Collected data
★ ★ ★ ★ ★ ★ ★

PR #993, opened 2020-02-17
Ensure irc users join new room on upgrade

Half-Shot:


spec/integ/room-upgrade.spec.js
```diff
@@ -3,10 +3,21 @@ const BridgeEventType = require("../../lib/bridge/BridgeStateSyncer").BridgeStat
 
 describe("Room upgrades", function() {
     const {env, roomMapping, botUserId, test} = envBundle();
+    const testUser = {
+        id: "@flibble:wibble",
```
benparsons: this is a valid mxid I guess? If we assume `wibble` is provided by something other than DNS

Half-Shot: It's good enough for string comparison, it shouldn't ever be resolved :)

★ ★ ★ ★ ★ ★ ★

> **PROBLEM TO WORK ON**
Going through the records above, count the lines that include the word "const". Give the number alone.

> **SOLUTION TO THIS EXERCISE**
3